The foregoing description is only of embodiments of the present application, and is not intended to limit the scope of the application, and all equivalent structures or equivalent processes according to the present application and the accompanying drawings, or direct or indirect application in other related technical fields, are included in the scope of the present application.

Claims

1. An image recognition method, the method comprising:

acquiring an image to be identified; the image to be identified is a single picture or one image frame in a video stream;

Inputting the image to be identified into a set neural network model; the set neural network model is trained by the following method: acquiring a neural network model for image recognition; the neural network model is a trained neural network model for image recognition, is a three-dimensional convolution neural network for processing images and comprises three-dimensional data channels, wherein the three-dimensional data channels are two-dimensional pixel points and red, green and blue data channels, and at least comprises a first branch network; adding a second branch network in the neural network model; inputting a data set to be trained into the second branch network to train the second branch network independently; the data set to be trained is an image with new characteristics, and each branch network is adapted to different application scenes; fusing the first branch network and the second branch network to complete training of the neural network model; the first branch network comprises an input layer, a first convolution module, a first pooling layer, a second convolution module, a second pooling layer, a third convolution module, a fourth convolution module, a fifth convolution module, a first global average pooling layer, a first full connection layer, a first classification network layer and a first branch network output layer which are sequentially connected; the second branch network comprises a feature selection layer, a sixth convolution module, a second global average pooling layer, a second full connection layer, a second classification network layer and a second branch network output layer which are sequentially connected; wherein the feature selection layer is connected with the fourth convolution module;

Outputting a recognition result; the identification result comprises center coordinates, sizes and classifications of objects in the image to be identified.

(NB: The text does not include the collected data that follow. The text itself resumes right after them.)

PR #742, opened 2020-08-25
Only run GA on pull requests or on pushes to master

stefanv:
@dmitryduev This should resolve the building on your own repo that you've been seeing.


dannygoldstein:
@stefanv Looks like, on PR, this no longer runs the test suite on GA. Want to confirm - is this the intended behavior?

stefanv:
Looks like that didn't work then.  The idea was to run only on PR or pushes to master, but not on people's own GAs.

Guess we'll revert for now and live with the multiple runs?

PR #744, opened 2020-08-26
Update photometry plot

kmshin1397:
- Add vertical bars for the first and last detection (if any)
- Update default zoom scale to use a slightly wider y-axis scale than the faintest and brightest detections
- Fix download for binned data

Screenshot 2020-08-25 191417
Screenshot 2020-08-25 191458

### DIFF
--- a/skyportal/plot.py
+++ b/skyportal/plot.py
@@ -375,36 +375,39 @@ def photometry_plot(obj_id, user, width=600, height=300):
 
     # Mark the first and last detections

2. The method of claim 1, wherein the step of determining the position of the substrate comprises,

The network model further includes:

the fusion layer is connected with the first branch network output layer and the second branch network output layer;

and fusing the output layers.

3. The method of claim 1, wherein the step of determining the position of the substrate comprises,

The inputting the data set to be trained into the second branch network to train the second branch network independently includes:

Acquiring a data set to be trained;

performing data enhancement processing on the data set to be trained;

And inputting the data set to be trained after the data enhancement processing to the second branch network, and independently training the second branch network.

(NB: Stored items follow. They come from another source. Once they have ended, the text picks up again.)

PR #762, opened 2020-08-30
update gitignore to ignore file with secrets

dannygoldstein:
the previous `.gitignore` did not ignore config.yaml, with this PR it is ignored. now it can be used to store secrets.

### DIFF
--- a/.gitignore
+++ b/.gitignore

4. The method of claim 3, wherein the step of,

The data set to be trained after the data enhancement processing is input to the second branch network, and the second branch network is independently trained, including:

Setting convolution initialization parameters of the second branch network;

and fixing parameters of a plurality of convolution modules of the first branch network, inputting the data set to be trained after data enhancement processing to the second branch network, and independently training the second branch network.

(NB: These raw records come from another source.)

PR #763, opened 2020-08-30
Group sources

guynir42:
Added a page: /group_sources/### where ### is the group id, where you can see all the sources saved to that group. 

I had to make some changes to the back end source handler (source.py) I think it is still consistent with the rest of the app, and also now you can make API calls to get all sources and filter on things like group id, even without specifying the page number and number of sources per page. 

Screenshot from 2020-09-10 16-22-02

Screenshot from 2020-09-10 16-21-52


skyportal/handlers/api/source.py
```diff
@@ -232,17 +240,25 @@ def get(self, obj_id=None):
...
-        q = Obj.query.filter(
-            Obj.id.in_(
-                DBSession()
-                .query(Source.obj_id)
-                .filter(
-                    Source.group_id.in_(
-                        [g.id for g in self.current_user.accessible_groups]
-                    )
+
+        # Instead of single source, let's try to get all of them
```
acrellin, line 244: What does this comment mean? Perhaps you misunderstood the original query - it was always querying all matching Objs

guynir42: The way I understood it, the first IF statement tests for a specific obj_id and returns a single match. Then if that doesn't happen we go to the "get all sources" branch. 

I think it is good to put a comment (maybe a differently phrased one) to show this is a completely different option that is not reached if the first IF is triggered (due to a "return" in that branch).

skyportal/handlers/api/source.py
```diff
@@ -274,13 +290,20 @@ def get(self, obj_id=None):
             )
         if has_tns_name in ['true', True]:
             q = q.filter(Obj.altdata['tns']['name'].isnot(None))
-
+        if group_id:
+            if not group_id.isdigit() or int(group_id) not in [
+                g.id for g in self.current_user.accessible_groups
+            ]:
+                return self.error(
+                    "Requested group '" + group_id + "' is inaccessible to user."
```
acrellin, line 298:
```suggestion
                    f"Requested group with ID '{group_id}' is inaccessible to user."
```

skyportal/handlers/api/source.py
```diff
@@ -274,13 +290,20 @@ def get(self, obj_id=None):
             )
         if has_tns_name in ['true', True]:
             q = q.filter(Obj.altdata['tns']['name'].isnot(None))
-
+        if group_id:
+            if not group_id.isdigit() or int(group_id) not in [
```
acrellin, line 294: We should check separately whether it's not a digit, and return a more specific error message in that case.

package.json
```diff
@@ -27,7 +27,7 @@
     "npm-check": "5.9.2",
     "papaparse": "5.2.0",
     "prop-types": "15.7.2",
-    "qrcode.react": "1.0.0",
+    "qrcode.react": "^1.0.0",
```
acrellin, line 30:
```suggestion
    "qrcode.react": "1.0.0",
```

skyportal/handlers/api/source.py
```diff
@@ -131,6 +131,13 @@ def get(self, obj_id=None):
             description: |
               Arrow-parseable date string (e.g. 2020-01-01). If provided, filter by
               last_detected <= endDate
+          - in: query
+            name: group_id
```
acrellin, line 135: This should be a list, so that one can filter on any number of groups

skyportal/handlers/api/source.py
```diff
@@ -274,13 +290,20 @@ def get(self, obj_id=None):
...
             q = q.filter(Obj.altdata['tns']['name'].isnot(None))
-
+        if group_id:
+            if not group_id.isdigit() or int(group_id) not in [
+                g.id for g in self.current_user.accessible_groups
+            ]:
+                return self.error(
+                    "Requested group '" + group_id + "' is inaccessible to user."
+                )
+            q = q.filter(Source.group_id == int(group_id))
```
acrellin, line 300: This should be a list, so the filter expression will change slightly here

skyportal/handlers/api/source.py
```diff
@@ -274,13 +290,20 @@ def get(self, obj_id=None):
...
+            # return self.error(str(self.current_user.accessible_groups))
```
acrellin, line 301:
```suggestion
```

static/js/components/GroupSources.jsx
```diff
@@ -0,0 +1,250 @@
...
+        <Link href={`/api/sources/${source.id}/finder`}>
+          <PictureAsPdfIcon />
+        </Link>
+      </IconButton>
+    );
+  };
+
+  const columns = [
+    {
+      name: "Source Name",
```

5. An image recognition device, characterized in that the image recognition device comprises a processor and a memory connected to the processor, the memory being for storing program data, the processor being for executing the program data for implementing the method according to any of claims 1-4.

6. A computer storage medium, characterized in that the computer storage medium has stored therein program data, which, when being executed by a processor, is adapted to carry out the method according to any one of claims 1-4.